It’s the way you pause ever so slightly, as your thinly veiled irritation slips out in the contempt that forms on your lips. You ponder my uselessness for the longest of seconds, and with audibly resigned sigh, you lift the item off the top shelf, a favour to me; and quickly disappear before I can ask you for anything else. I do the rest myself.
Its the way you don’t bother to turn around, when I try to talk with you. The way you vaguely nod or grunt, in response to the comment I carefully thought about and put out in the way I thought you could understand best. It’s the way, you are unmoved, by anything. Unmoved by my thoughts. Unmoved by my feelings. Unmoved by me.
It’s the way you barely look up when I enter a room in the ‘look’, that I spent hours putting together. It’s the way you barely look up when I enter a room. You know my secret: that being unacknowledged and ignored is a slow and twisting death for me. You revel in it.

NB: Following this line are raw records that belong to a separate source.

PR #492, opened 2023-11-06
add Telescope live_grep on Git root

slara:
Adds a keymap to use Live Search with Grep on the entire current git project.

### DIFF
--- a/init.lua
+++ b/init.lua
@@ -308,6 +308,40 @@ require('telescope').setup {
 -- Enable telescope fzf native, if installed
 pcall(require('telescope').load_extension, 'fzf')
 
+-- Telescope live_grep in git root
+-- Function to find the git root directory based on the current buffer's path
+local function find_git_root()
+  -- Use the current buffer's path as the starting point for the git search
+  local current_file = vim.api.nvim_buf_get_name(0)
+  -- If the buffer is not associated with a file, return nil
+  if current_file == "" then
+    print("Buffer is not associated with a file")
+    return nil
+  end
+  -- Extract the directory from the current file's path
+  local current_dir = vim.fn.fnamemodify(current_file, ":h")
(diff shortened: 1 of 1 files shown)


feoh:
This looks neat! Thank you for your contribution.

Has it been tested on Windows?

If not and you don't have access to a Windows install I can test it in my fork.

slara:
Hi @feoh , Thanks! I tested it on Linux and Mac. I don't have a Windows install available.

dam9000:
Can we keep the old `<leader>sg` keymap as it was (live grep) and use your newly added new `<leader>sG` for the new functionality (grep git root), this would be less disruptive for existing users.

feoh:
I love this idea!

dam9000:
Hmm, another thing to consider, perhaps this functionality should be made into a plugin that can then be added to kickstart as a single line addition, if we want to keep the "kickstart": small, single file, and easy to learn. Wouldn't that be a better approach?

feoh:
@dam9000 Gonna pump the brakes on that one :) I don't want to get kickstart.nvim into the business of needing to support plugins meant to extend *it* rather than Neovim itself.

I don't personally think this code change is so massive, I think it's a decision of include it or don't. I'm personally leaning towards including it but I'm open to other feedback.

feoh:
I don't really understand how to use the :Git stuff yet, and when I try this here on Windows I get "Buffer not associated with file" so I'd guess that's working as designed?

Man I wish I had the time to delve more deeply into this stuff :)

I'm going to merge and if any ninjas out there understand enough to tell me it's wrong we can work on it from there :)

slara:
Thanks @feoh! This is so cool! 

I think this could happen if you are inside a special buffer like NeoTree or the dashboard. I will try to reproduce it and make a fix.

PR #494, opened 2023-11-07
Live Grep from Git root falls back to cwd on special buffers

slara:
This also falls back to current working dir if dir is not in a git repository.


feoh:
That's fantastic thank you very much for your contributions!

slara:
Thank you @feoh !

PR #1198, opened 2024-10-19
Add nvim-ufo as an option

glmlm:
It is really annoying for me to set the foldings every time I open a file, so I have looked for a plugin that set them automatically like VSCode; [nvim-ufo](https://github.com/kevinhwang91/nvim-ufo) and added it.

I understand that adding this is controversial, especially from a "kickstart" perspective, but I think it is worth adding them if **only as an option**.

I often use this feature when coding to hide parts of the code that I don't need to see, and I personally believe it would be inconvenient for VSCode users to be without them when they first touch Neovim. Howerver, I think the opinion that there is no need to bother putting it in lua/kickstart/plugins if there seems to be no demand for it from many users should also be respected.

I would appreciate your thoughts on this.

### DIFF
--- a/init.lua
+++ b/init.lua
@@ -922,6 +922,7 @@ require('lazy').setup({
   -- require 'kickstart.plugins.lint',
   -- require 'kickstart.plugins.autopairs',
   -- require 'kickstart.plugins.neo-tree',
+  -- require 'kickstart.plugins.nvim-ufo',
   -- require 'kickstart.plugins.gitsigns', -- adds gitsigns recommend keymaps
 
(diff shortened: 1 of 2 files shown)


feoh:
Thank you for your contribution, but there are many Neovim users who do not wish to clone every VSCode behavior in their Neovim environment.

I'm closing. If others in the community feel very strongly about this please re-open and make a case for why it should be included, along with grid coordinates so you can be the human meat shield when the 90000 trad neovim users pop out of the primordial ooze to whine when it gets merged.

PR #1200, opened 2024-10-20
fix(lsp): remove BufEnter event on linting

cmdrrobin:
When in use, linting will also be triggered when viewing lsp signature help (or lsp hover)

If you enter a hover- or signature help window, markdownlint triggers warninging within the LSP window. This is very annoying and shouldn't be triggered.

Here is a screenshot what happens when entering a LSP window.

image

### DIFF
--- a/lua/kickstart/plugins/lint.lua
+++ b/lua/kickstart/plugins/lint.lua
@@ -44,7 +44,7 @@ return {
       -- Create autocommand which carries out the actual linting
       -- on the specified events.
       local lint_augroup = vim.api.nvim_create_augroup('lint', { clear = true })
-      vim.api.nvim_create_autocmd({ 'BufEnter', 'BufWritePost', 'InsertLeave' }, {
+      vim.api.nvim_create_autocmd({ 'BufWritePost', 'InsertLeave' }, {
         group = lint_augroup,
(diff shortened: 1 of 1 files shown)


ccjmne:
Hmm, that's pretty smart. It's something that's been bothering me as well!
But then I suppose that you won't quite get diagnostics as you purposefully open a buffer whose linting you care for... Not until you enter and leave insert mode or write your buffer to a file, is that correct?

It may be better to identify somehow that the buffer you just entered is actually a pop-up one, and only disable these.

ccjmne:
We could consider skipping the linting for read-only buffers. It works nicely, but may be undesirable in some cases.

cmdrrobin:
> Hmm, that's pretty smart. It's something that's been bothering me as well! But then I suppose that you won't quite get diagnostics as you purposefully open a buffer whose linting you care for... Not until you enter and leave insert mode or write your buffer to a file, is that correct?
> 
Yes that is correct.

> It may be better to identify somehow that the buffer you just entered is actually a pop-up one, and only disable these.
>
That would be much better solution, but I didn't know how.

cmdrrobin:
I will close this PR, in favor for #1202

PR #1210, opened 2024-10-27
Simplify extended plugin comment.

winder:
Simplify and clarify the extended plugin configuration comment.

This change could also simply remove "two", but I found most of the original comment to be unnecessary.


feoh:
thank you for your contribution, but respectfully, you don't have to answer the umpteen issues per week from people who watched TJ's old video and just copied in the init.lua and watched it blow up :(

I'm closing this. Someone please lmk if you feel very strongly I'm in the wrong.

PR #1227, opened 2024-11-08
fix: which-key comment typo

mihasket:
Found a typo in `init.lua` when I was reading the notes for which-key.nvim.

Replaced `whick-key.nvim` with `which-key.nvim`.


feoh:
Ah, the dread whick key! :) Thanks for the fix.

PR #1232, opened 2024-11-14
Prepare for upcoming deprecation of configuring diagnostic-signs using sign_define()

glmlm:
Since Neovim 0.10, it seems that configuring diagnostic-signs using sign_define() has been [deprecated](https://neovim.io/doc/user/deprecated.html#_checkhealth).
There is another way to set them as follows:
```
if vim.g.have_nerd_font then
  vim.diagnostic.config {
    signs = {
      text = {
        [vim.diagnostic.severity.ERROR] = '',
        [vim.diagnostic.severity.WARN] = '',
        [vim.diagnostic.severity.INFO] = '',
        [vim.diagnostic.severity.HINT] = '',
      },
    },
  }
end
```
In the committed one, I simply focused on fewer lines and readability(after all, this section is commented out).

### DIFF
--- a/init.lua
+++ b/init.lua
@@ -590,11 +590,12 @@ require('lazy').setup({
 
       -- Change diagnostic symbols in the sign column (gutter)
       -- if vim.g.have_nerd_font then
-      --   local signs = { Error = '', Warn = '', Hint = '', Info = '' }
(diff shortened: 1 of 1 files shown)


feoh:
Thanks for this! Merging.

PR #1286, opened 2024-12-23
chore(gitsigns): Remove visual mappings from select mode

NextMerge:
Using v makes mappings work in visual and select mode. Using x instead of v makes mappings work only in visual mode which is in my opinion correct. Select mode is mostly used with snippets and current mappings might interfere with them.

### DIFF
--- a/init.lua
+++ b/init.lua
@@ -319,7 +319,7 @@ require('lazy').setup({
         { '<leader>s', group = '[S]earch' },
         { '<leader>w', group = '[W]orkspace' },
         { '<leader>t', group = '[T]oggle' },
-        { '<leader>h', group = 'Git [H]unk', mode = { 'n', 'v' } },
+        { '<leader>h', group = 'Git [H]unk', mode = { 'n', 'x' } },
       },
     },
   },
--- a/lua/kickstart/plugins/gitsigns.lua
+++ b/lua/kickstart/plugins/gitsigns.lua
@@ -34,10 +34,10 @@ return {
 
         -- Actions
         -- visual mode
-        map('v', '<leader>hs', function()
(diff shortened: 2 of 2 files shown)


feoh:
Hi!

What does this PR accomplish and why is this desirable? Could you please add some flavor text so I can understand what I'm merging?

kuator:
> Hi!
> 
> What does this PR accomplish and why is this desirable? Could you please add some flavor text so I can understand what I'm merging?

Using `v` makes mappings work in visual and select mode. Using `x` instead of `v` makes mappings work only in visual mode which is in my opinion correct. Select mode is mostly used with snippets and current mappings might interfere with them.

feoh:
@iton0 @dam9000 @benfleis Hi all I have zero opinions on this. What do you think?

Note that in order to change a keymap like this I'd want to see pretty strong feelings from most folks, otherwise we can leave things as they are.

Thanks and apologies for picking on you all. I REALLY appreciate the help!!!!!!

iton0:
Follow the keymap setup recommended by gitsigs.nvim. If no recommendation is provided, keep the default settings.

feoh:
Thanks all!

Sorry @NextMerge I'm afraid your PR isn't a good fit for this project at this time. Feel free to do this in your fork!

NextMerge:
For some reason I wasn't getting notifications from this PR until just now.

I opened this for the reasons @kuator mentioned. Depending on which leader key you set those mappings can't be used in select mode. The leader key set right now in the config is `<space>`, and attempting to use the gitsigns binds in select mode just results in inserting a space.

With that said I agree with @iton0. I'll see if gitsigns would want to update their recommended maps first.

PR #1287, opened 2024-12-24
Sync vim diagnostic local list with LSP.

mazdabat:
This update ensures synchronization between the local Vim diagnostic list and the LSP.

The issue arose with the _clangd_ LSP, where the local diagnostic list retained syntax errors reported by _clangd_ even after they were resolved and _clangd_ no longer reported them.

While it's unclear if this problem exists for other programming languages, this PR effectively addresses the issue for _clangd_ when working with C/C++.

### DIFF
--- a/init.lua
+++ b/init.lua
@@ -165,7 +165,9 @@ vim.opt.scrolloff = 10
 vim.keymap.set('n', '<Esc>', '<cmd>nohlsearch<CR>')
 
 -- Diagnostic keymaps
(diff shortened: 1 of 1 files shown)


iton0:
The behavior is working as expected. Location list does not automatically update when errors are fixed; its like a static snapshot of the diagnostics of the file. Additionally, the open option for vim.diagnostic.setloclist is true by default.

feoh:
Hi. I'm with @iton0 here, but if you think we're in error, please make a case for why and re-open.

Issue #1285, opened 2024-12-23
[Not a bug] Proposal to set up GitHub Discussions


glmlm:
I have been looking at the Issue Tracker for this project over the past few months and there seems to be a certain segment of the community that seems to think that it is a free support forum for users.
To maintain the quality of the Issue Tracker, it would be preferable to direct these kinds of issues to the forum and allow users to resolve them among themselves.
I understand the sensitivity of this matter, but I would appreciate your input.

iton0:
**TL;DR**: While I agree with the idea of adding Discussions, I think the core issue is that new users aren't reading documentation. Two areas to address: improving the issue template to prompt users to review docs, and increasing awareness of Kickstart documentation.

---

I agree with the sentiment, but I have hesitation and two concerns that might be contributing to the issue:

1. **Improve the issue template**: Add a checklist to confirm if users have read the docs. This would encourage research and help collaborators identify those who’ve put in the effort to read the issue template.
  
2. **Review Kickstart documentation**: The issue isn’t necessarily poor documentation but lack of exposure. We need to find ways to increase awareness of the Kickstart documentation.

By addressing these points, we can better evaluate whether adding Discussions is the right approach.

feoh:
@glmlm I know where you're coming from here. I've often thought that having Discussions where I could ask questions about a project could be helpful to me as an end user.

But try on a different pair of shoes for a moment if you will. I am the only one with merge privs still paying attention with any regularity here, and we have a few regular contributors who help me understand proposed changes where I feel out of my depth.

First, I don't have the power to do what you're asking, you'd need to petition the repo owners, who don't have the time to participate here much..

Anyway, I'm not necessarily averse to this if others feel it's the right fit for this project as well, and if we can get the Powers that Be to enable them.

I just know I don't have any more time to contribute to this particular project than I spend already :)

feoh:
Given what I just wrote, I'm going to close this for now. Conditions that would make re-opening make sense are:

- Broad interest in the community
- Finding a way to get folks with the power to enable this to do so

Until then, I'm closing this. Thanks for understanding.

iton0:
@feoh I think it may be appropriate to take another look at this and get @tjdevries input about adding Discussions as @glmlm suggested. Particularly, I think doing an approach similar to [ghostty](https://github.com/ghostty-org/ghostty/issues) would be more effective compared to the checklist that I suggested.

feoh:
[...]

PR #1288, opened 2024-12-27
chore: add pre-issue requirements

iton0:
Based on #1285


feoh:
Love this! Thanks so much :)

Now if we could just get people to ACTUALLY READ IT!!! :)

PR #778, opened 2025-01-29
Delete preview.bat

moi15moi:
comtypes requires Python 3.8 or later.
This file uses Python 2.5, and the last release that supported it was version 0.6.4, released on January 24, 2014. Therefore, it has been more than 10 years since this file was usable, so it should be safe to delete.


junkmd (approved):
Thank you for discovering the dead code.

I plan to merge it once the remaining tasks are completed.

PR #788, opened 2025-02-01
[test\test_BSTR.py] Use WinDLL/OleDLL instead of windll/oledll

moi15moi:
Note that I removed the function ``test_paramflags``.

To know why, see the commit comment.

### DIFF
--- a/comtypes/test/test_BSTR.py
+++ b/comtypes/test/test_BSTR.py
@@ -1,5 +1,6 @@
 import unittest
-from ctypes import WINFUNCTYPE, c_uint, c_void_p, oledll, windll
+from ctypes import WinDLL
+from ctypes.wintypes import UINT
 
 from comtypes import BSTR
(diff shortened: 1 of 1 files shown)


junkmd (approved):
Thanks!

I understand from your commit message why you are proposing to remove `test_paramflags` from this project.

Indeed, it essentially tests the same thing as `test_inargs`.

The functionality of `prototype`, as well as `SysStringLen` from `oledll.oleaut32` (`OleDLL("oleaut32")`) and `BSTR`, should probably be tested on the CPython side.

CPython already has [tests for `BSTR`](https://github.com/python/cpython/blob/cf4c4ecc26c7e3b89f2e56893260a8a3319dab3d/Lib/test/test_ctypes/test_bytes.py#L58-L63), and since it is important for Windows, I am considering adding more `BSTR` tests to CPython.

Issue #118, opened 2017-03-14
If `PATH` is not defined, importing `comtypes` fails on Windows


maxbelanger:
We've noticed that on some (rare) Windows devices, if `PATH` is not set or not readable when the application launches, `comtypes` crashes on import. The following stack trace illustrates the issue:

```
Traceback (most recent call last):
  <...>
  File "comtypes\client\__init__.pyc", line 21, in <module>
  File "comtypes\client\_events.pyc", line 8, in <module>
  File "comtypes\client\_generate.pyc", line 18, in <module>
KeyError: 'PATH'
```

Instead of [expecting `PATH` to be defined](https://github.com/enthought/comtypes/blob/master/comtypes/client/_generate.py#L18), the code in `_generate.py` should fall back gracefully rather than break imports.

PR #836, opened 2025-04-22
[client\_generate.py] Remove PATH variable

moi15moi:
Fix: https://github.com/enthought/comtypes/issues/118

The variable isn't used since 2008: https://github.com/enthought/comtypes/commit/a6bee92cf1ff0e3c8eec07259bf3cf22df9f5398#diff-43f06e41bd1e46dbb0ded91a220ae60e7961e2b72126ad3b1031065c0bad4fb6

### DIFF
--- a/comtypes/client/_generate.py
+++ b/comtypes/client/_generate.py
@@ -15,8 +15,6 @@ from comtypes.tools import codegenerator, tlbparser
 
 logger = logging.getLogger(__name__)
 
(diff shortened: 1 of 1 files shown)


junkmd (approved):
Thank you!

I've confirmed that this `PATH` constant is definitely dead code.

Since `_generate.py` has a name starting with an underscore, it's highly unlikely that users are referencing it externally.
Even if they were, the impact would be minimal, as it would only require adding a single line to that developer's codebase.

Issue #655, opened 2024-11-04
Remove the dead code that performs an early return with `if bases == (object,)` in `_coclass_meta`.


junkmd:
Whether it’s a remnant of Python 2.x or a legacy from the early stages of this project, there is dead code as shown below.

https://github.com/enthought/comtypes/blob/d80810b50eb642053b8dc1c3a2a4735bedf0a059/comtypes/_meta.py#L44-L62

If it can be confirmed that removing it poses no problems, I believe the codebase would be more readable without this section.

```diff
     # the coclass' _com_interfaces_ list.
     def __new__(cls, name, bases, namespace):
         self = type.__new__(cls, name, bases, namespace)
-        if bases == (object,):
-            # HACK: Could this conditional branch be removed since it is never reached? 
-            # Since definition is `class CoClass(COMObject, metaclass=_coclass_meta)`,  
-            # the `bases` parameter passed to the `_coclass_meta.__new__` would be      
-            # `(COMObject,)`.
-            # Moreover, since the `COMObject` derives from `object` and does not specify
-            # a metaclass, `(object,)` will not be passed as the `bases` parameter      
-            # to the `_coclass_meta.__new__`.
-            # The reason for this implementation might be a remnant of the differences  
-            # in how metaclasses work between Python 3.x and Python 2.x.
-            # If there are no problems with the versions of Python that `comtypes`
-            # supports, this removal could make the process flow easier to understand.
-            return self
         # XXX We should insist that a _reg_clsid_ is present.
         if "_reg_clsid_" in namespace:
             clsid = namespace["_reg_clsid_"]
```

PR #846, opened 2025-06-11
Run ruff check UP004

moi15moi:
I simply runned the command: ruff check --select UP004 --fix 
For more detail about UP004, see https://docs.astral.sh/ruff/rules/#pyupgrade-up
ruff version used: 0.11.13

### DIFF
--- a/comtypes/_comobject.py
+++ b/comtypes/_comobject.py
@@ -144,7 +144,7 @@ _PostQuitMessage.argtypes = [INT]
 _PostQuitMessage.restype = None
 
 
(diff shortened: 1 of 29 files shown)


junkmd (approved):
This PR can be merged as is.

Removing `object` as a base class from `COMObject` doesn't break any tests, and the tests continue to pass without issues.
As previously discussed in #655, it appears that a part of `_coclass_meta` might indeed be dead code.
If you have the time, I would appreciate it if you could investigate this further.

It’s the way you tear into me with ease, as simple as breathing in and out. Breathe in, shout. Breathe out, yell. Its the way you twist the logic, change the subject, make it about you, deflect, dismiss, deny…when all I asked you was, “Why?”
It’s the way you seem to lack joy in me; my womanhood. As if, it isn’t there. To be pursued is one of the secret thrills of being a woman. It’s a thrill I have yet to know. I long to be drunk on that feeling, 100% over proof undiluted, undistilled Passion. I settle for reminding you of what we have been missing. I shouldn’t have to. It’s been a long time. I will wait. I have to. I’m tired of running. Tired of running toward you, hoping you will see me.
For now, I whisper my thoughts to the wind, the ever -attentive listener. Only she knows, the silent screams of my heart.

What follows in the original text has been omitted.